DCT blocks vary in sizes for video and I am sure with some clever tricks you could do more than one block at a time given the tile size.
I trust you know what a dot product is, right? It has
one answer. A matrix multiply of matrices A and B consists of A_M * B_N dot products, where the size of the operands is A_N (which should be the same as B_M). I'm no math genius, but I don't see a generalized way to build a joint matrix multiply out of that. For an 8x8 matrix, I think it always amounts to 64 dot products of 8-element vectors. Those vectors are so small that even the largest 32x32 blocks can fit in regular AVX registers. AMX has no special advantage, here.
Newsflash: you can do quality audio even with
1-bit ADC.
There's no free lunch. After delta-sigma conversion, your bitrate is usually
even higher and processing is now much more complex! I think most non-trivial processing on delta-sigma bitstreams probably converts back to PCM, before anything else. Delta-sigma was mostly done as a hack to make high-performance DACs cheaper.
But to answer your question, if your dynamic range is controlled you don't really need 16 bits to get good enough quality for speech.
Oh, sure. If speech at the quality of legacy telephone systems is all you want, then 8 bits is plenty. As I said, you can do some audio analysis @ 8-bits (including speech recognition). However, when people speak more broadly of audio signal processing, I figure they're including applications like processing for studio production and live music performance.
It is nowhere near performance of RTX 4090 of course, but it provides good speedup for CPU inference.
Not only for training.
Yeah, but because you can use cheaper client GPUs for inference, and memory size doesn't tend to be such a limiting factor, I think the main use case for AMX is in training.
That's not what I am saying -- think of a hypothetical code completion model for example. You type a character in text editor, it is sent to the GPU along with context, model analyzes it and returns results to display. GPU roundrip is always going to have more latency than CPU processing here and you can't really hide it by batching.

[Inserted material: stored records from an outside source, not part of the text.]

PR #2762, opened 2025-04-11
[WIP] feat: support delete event reconiliation

csviri:
The idea is that reconcile method will be called on resource delete event.
What would allow to clear inMemory caches without using a finalizer (thus Cleaner interface)


csviri:
This we might want to schedule for 5.1

PR #2763, opened 2025-04-11
fix: event marking bug

csviri:


csviri:
Will try to add an unit test for this, but it might be the case that this did caused a real issue or just in extremely rare circumstances

operator-framework-core/src/main/java/io/javaoperatorsdk/operator/processing/event/EventProcessor.java
```diff
@@ -196,7 +196,7 @@ private void handleEventMarking(Event event, ResourceState state) {
         // event as below.
         markEventReceived(state);
       }
-    } else if (!state.deleteEventPresent() || !state.processedMarkForDeletionPresent()) {
+    } else if (!state.deleteEventPresent() && !state.processedMarkForDeletionPresent()) {
```
metacosm, line 199: Didn't we fix this already? I guess not but it rings a bell.

metacosm (approved):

Yes, realtime inferencing in a closed loop is an example of where you can't use batching. Realtime control applications, like robotics or self-driving is where you tend to find examples of that. However, those things typically don't involve a big server CPU. Instead, they tend to use something like these Nvidia AGX systems:
The world's first family of systems for Autonomous Machines, Self Driving Cars, and Medical Imaging.
www.nvidia.com
Considering the prices of such GPUs that seems like a smart move. Not only you control the core count and RAM amount allowing you to scale out as needed,
Oh, but your scaling is effectively limited to 8 sockets. Training needs high inter-processor bandwidth, hence Nvidia's focus on NVLink. Sure, you can scale out to multiple chassis, but it doesn't scale linearly in either performance or especially cost. People do it, as I said, but it's not a panacea.
you also aren't limited to using CUDA only.
Yes, and that's a good thing. The near-term practical benefits of avoiding CUDA in AI are virtually nonexistent, but I want to see us move away from CUDA as much as anyone.
Sierra Forest are E-core Xeons which have different accelerators -- they don't have AVX-512 and AMX.
My point was that Sapphire & Emerald Rapids have AMX accelerators - you're paying for that silicon, even if you don't need them (e.g. for web serving or general database serving, etc.). This problem wasn't solved until Sierra Forest, but that came years late.
There's also another upside (provided that the tech works as advertised) to using CPUs for AI instead of GPUs -- Intel TDX. You can have VMs fully isolated from hypervisor and everything else with encrypted memory. As far as I know GPUs don't support this level of protection yet
You really should give Nvidia more credit, given how long they've been in the cloud computing game. If features like that are important for CPUs, you can bet Nvidia's customers have been asking for the same sorts of capabilities in their GPUs. I don't know much about it, but Nvidia claims to have a feature called Confidential Computing:
"While data is encrypted at rest in storage and in transit across the network, it’s unprotected while it’s being processed. NVIDIA Confidential Computing addresses this gap by protecting data and applications in use. The NVIDIA Hopper architecture introduces the world’s first accelerated computing platform with confidential computing capabilities.
With strong hardware-based security, users can run applications on-premises, in the cloud, or at the edge and be confident that unauthorized entities can’t view or modify the application code and data when it’s in use. This protects confidentiality and integrity of data and applications while accessing the unprecedented acceleration of H200 and H100 GPUs for AI training, AI inference, and HPC workloads."
World’s most advanced GPU.
www.nvidia.com
Let's be clear about something:
even Intel didn't expect AMX would effectively counter GPUs!
I think AMX was part of a hedge on the bets Intel was making in Ponte Vecchio (GPU Max) and Habana Labs (Gaudi). They knew Xeon Phi was going away and they'd have to transition to those new product lines, but they weren't sure how good or quick uptake would be, or how many customers would come along.